Task data>
*** Begin section ***
PR #1817, opened 2023-08-20
A few minor fixes

DavidXanatos:
When digging through the protection code I noticed that the comment in KphpShouldSuppressObjectProtections seams to have been completely wrong so I made a new one.
And it seams KphApplyObProtections can be slightly streamlined...

### DIFF
--- a/KSystemInformer/protection.c
+++ b/KSystemInformer/protection.c
@@ -669,11 +669,9 @@ VOID KphApplyObProtections(
 
         if (KphpShouldPermitCreatorProcess(Info, actor, process))
         {
-            //
-            // add permissions which are not present in the usual KPH_PROTECED_PROCESS_MASK
-            //
-
-            allowedAccessMask |= (PROCESS_VM_OPERATION |
+            allowedAccessMask |= (KPH_PROCESS_READ_ACCESS |
+                                  PROCESS_TERMINATE |
+                                  PROCESS_VM_OPERATION |
                                   PROCESS_VM_WRITE);
 
             if ((allowedAccessMask & process->ProcessAllowedMask)
@@ -712,29 +710,26 @@ VOID KphApplyObProtections(
 
         allowedAccessMask = process->ThreadAllowedMask;
 
-        //if (KphpShouldPermitCreatorProcess(Info, actor, process))
-        //{
-        //    //
-        //    // add permissions which are not present in the usual KPH_PROTECED_THREAD_MASK
-        //    // currently none
-        //    //
-        //
-        //    //allowedAccessMask |= 
-        //
-        //    if ((allowedAccessMask & process->ThreadAllowedMask)
-        //        != allowedAccessMask)
-        //    {
-        //        KphTracePrint(TRACE_LEVEL_VERBOSE,
-        //                      PROTECTION,
-        //                      "Permitting extra thread handle access "
-        //                      "(0x%08x -> 0x%08x) in creator process %lu for "
-        //                      "process %lu",
-        //                      process->ThreadAllowedMask,
-        //                      allowedAccessMask,
-        //                      HandleToULong(actor->ProcessContext->ProcessId),
-        //                      HandleToULong(process->ProcessId));
-        //    }
-        //}
+        if (KphpShouldPermitCreatorProcess(Info, actor, process))
+        {
+            allowedAccessMask |= (KPH_THREAD_READ_ACCESS |
+                                  THREAD_TERMINATE |
+                                  THREAD_RESUME);
+
+            if ((allowedAccessMask & process->ThreadAllowedMask)
+                != allowedAccessMask)
+            {
+                KphTracePrint(TRACE_LEVEL_VERBOSE,
+                              PROTECTION,
+                              "Permitting extra thread handle access "
+                              "(0x%08x -> 0x%08x) in creator process %lu for "
+                              "process %lu",
+                              process->ThreadAllowedMask,
+                              allowedAccessMask,
+                              HandleToULong(actor->ProcessContext->ProcessId),
+                              HandleToULong(process->ProcessId));
+            }
+        }
 
         if ((desiredAccess & allowedAccessMask) != desiredAccess)
         {
--- a/KSystemInformer/protection.c
+++ b/KSystemInformer/protection.c
@@ -188,12 +188,12 @@ BOOLEAN KphpShouldSuppressObjectProtections(
     if (!NT_SUCCESS(status))
     {
         //
-        // If the process being protected doesn't dominate the target then
-        // do not strip any access from it.
+        // Grant access when the actor is a protected process and the target is
+        // not protected at a higher level.
         //
         KphTracePrint(TRACE_LEVEL_VERBOSE,
                       PROTECTION,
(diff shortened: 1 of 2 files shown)


KSystemInformer/protection.c
```diff
@@ -668,10 +668,12 @@ VOID KphApplyObProtections(
...
-        {
-            allowedAccessMask |= (KPH_PROCESS_READ_ACCESS |
-                                  PROCESS_TERMINATE |
-                                  PROCESS_VM_OPERATION |
+        {
+            //
+            // add permissions which are not present in the usual KPH_PROTECED_PROCESS_MASK
+            //
+
+            allowedAccessMask |= (PROCESS_VM_OPERATION |
```
jxy-s, line 676: I understand your intention for the change here but it conflicts with the design. While `ProcessAllowedMask` does in fact have what was removed set by way of `KPH_PROTECTED_PROCESS_MASK`, at this stage we are using a configured variable in the process context and this code should remain indifferent to what is set there. In other words, this code doesn't need knowledge of `KPH_PROTECTED_PROCESS_MASK`, and should remain that way.

There is no streamlining or savings of instructions here as the check for the creator still occurs along with masking-in of extra bits.

This design was chosen such that the reader doesn't need to know of external information. They need only read this block of code and understand that the creator process requires these permissions to function correctly. Furthermore, it minimizes the potential for mistake in the future - consider if the permissions in `KPH_PROTECTED_PROCESS_MASK` are adjusted or changed, this code would have to be known of and potentially adjusted too. The previous code functions all the same regardless of what is set. Now, with the change, if the code elsewhere changes a subtle bug might be introduced that could be overlooked.

An "optimal" implementation would do away with the masks inside of the context and rely only on the hard coded defines for a "verified" process. However, that design workflow severely restricts the extensibility of the code. A good example of this is when suppression of these protections was added when the machine is configured in debug mode (for developers). See this commit: https://github.com/winsiderss/systeminformer/commit/8ba24f6ef590b3ee58219286792349aa7541b5e8 - you'll see in that commit that the code here inside `protection.c` needn't change at all. At that time I had full confidence that making that change would not break this workflow downstream. With this change, I can no longer have full confidence that changing code elsewhere won't break this code.

KSystemInformer/protection.c
```diff
@@ -710,26 +712,29 @@ VOID KphApplyObProtections(
...
-                              "Permitting extra thread handle access "
-                              "(0x%08x -> 0x%08x) in creator process %lu for "
-                              "process %lu",
-                              process->ThreadAllowedMask,
-                              allowedAccessMask,
-                              HandleToULong(actor->ProcessContext->ProcessId),
-                              HandleToULong(process->ProcessId));
-            }
-        }
+        //if (KphpShouldPermitCreatorProcess(Info, actor, process))
```
jxy-s, line 715: This code's existence is intentional for the same reasons mentioned in the other comment.

Given `KPH_PROTECTED_THREAD_MASK` contains all the bits in that would be applied for the creator process, it's technically fine to remove this block - however, I stand firm on my principals for design here (as explained in the other comment). This would in fact save a call and some instructions. However, I firmly believe the design reasoning of the implementation outweighs the minuscule cost savings.

KSystemInformer/verify.c
```diff
@@ -356,7 +356,6 @@ NTSTATUS KphVerifyFile(
  * strict and lacks enough information from the kernel to fully understand the
  * protected process state.
  *
- * \param[in] Client - Client information.
```
jxy-s, line 359: 👍 - I'm also now noticing that the masks for protection are misspelled too

```diff
- KPH_PROTECED_PROCESS_MASK
+ KPH_PROTECTED_PROCESS_MASK
```

jxy-s (changes requested):

KSystemInformer/verify.c
jxy-s: I went ahead and removed this in this commit https://github.com/winsiderss/systeminformer/commit/5f0450fc5c876bca40a6181b42850bbfb86eb71c. I had another misc cleanup change inside `informer_debug.c`, and this was a good excuse to lump that change into it.

KSystemInformer/protection.c
```diff
@@ -186,14 +186,14 @@ BOOLEAN KphpShouldSuppressObjectProtections(
 
     status = KphDominationCheck(Target->EProcess, Actor->EProcess, UserMode);
     if (!NT_SUCCESS(status))
-    {
-        //
-        // If the process being protected doesn't dominate the target then
-        // do not strip any access from it.
+    {
+        //
+        // Grant access when the actor is a protected process and the target is
```
jxy-s, line 191: > I noticed that the comment in KphpShouldSuppressObjectProtections seams to have been completely wrong so I made a new one.

The comment and trace seems to read fine to me, what's the problem with leaving it?

KSystemInformer/protection.c
jxy-s: Also noteworthy, with this change, we lost some trace information - I think it's worth keeping the code the way it was for that reason too.

KSystemInformer/protection.c
DavidXanatos: The original comment says ´´´If the process being protected doesn't dominate the target then do not strip any access from it´´´
this means if booth processes have for example ```Protection.Type == PsProtectedTypeNone``` than no access will be stripped. But this is not what happens in such a scenario rightfully access is being stripped, as required for the protection to work.
What the code does is it allows any PPL protected process to access an KSI protected process.
So the original comment does not correctly reflect whats actually happening.

jxy-s: Okay 👍

jxy-s (approved):

DavidXanatos:
how about the above suggestion
> btw: tanking about trace information, always logging only the PID's os awfully inconvenient, since we have ImageFileName, how about always logging eider the entire path or even better picking out the filename itself and logging that.
> This could be made quite efficient by introducing a WCHAR* ImageName which would point into the buffer of ImageFileName.
>

shell I make a pull request for that?

jxy-s:
> how about the above suggestion
> 
> > btw: tanking about trace information, always logging only the PID's os awfully inconvenient, since we have ImageFileName, how about always logging eider the entire path or even better picking out the filename itself and logging that.
> > This could be made quite efficient by introducing a WCHAR* ImageName which would point into the buffer of ImageFileName.
> 
> shell I make a pull request for that?

I'd be fine with adding `ImageFileName` to some trace locations. Please note that `UNICODE_STRING` is not guaranteed to be null terminated. So using a `WCHAR*` that points to part of a `UNICODE_STRING` is errant. Is there anything wrong with using `%wZ` to just trace [`_KPH_PROCESS_CONTEXT.ImageFileName`](https://github.com/winsiderss/systeminformer/blob/master/KSystemInformer/include/kph.h#L1122)? If you just want the "file part", we could easily add a `UNICODE_STRING ImageFilePart;` to `_KPH_PROCESS_CONTEXT` to avoid tracing the entire path.

DavidXanatos:
The full path makes a log less readable and usually the filename itself is all that's needed to identify a process, I'll go with UNICODE_STRING ImageFilePart in _KPH_PROCESS_CONTEXT then.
*** End section ***
Task brief>
Search the entries for the word "entire" and copy every line that holds it.

Response>
> btw: tanking about trace information, always logging only the PID's os awfully inconvenient, since we have ImageFileName, how about always logging eider the entire path or even better picking out the filename itself and logging that.
> > btw: tanking about trace information, always logging only the PID's os awfully inconvenient, since we have ImageFileName, how about always logging eider the entire path or even better picking out the filename itself and logging that.
I'd be fine with adding `ImageFileName` to some trace locations. Please note that `UNICODE_STRING` is not guaranteed to be null terminated. So using a `WCHAR*` that points to part of a `UNICODE_STRING` is errant. Is there anything wrong with using `%wZ` to just trace [`_KPH_PROCESS_CONTEXT.ImageFileName`](https://github.com/winsiderss/systeminformer/blob/master/KSystemInformer/include/kph.h#L1122)? If you just want the "file part", we could easily add a `UNICODE_STRING ImageFilePart;` to `_KPH_PROCESS_CONTEXT` to avoid tracing the entire path.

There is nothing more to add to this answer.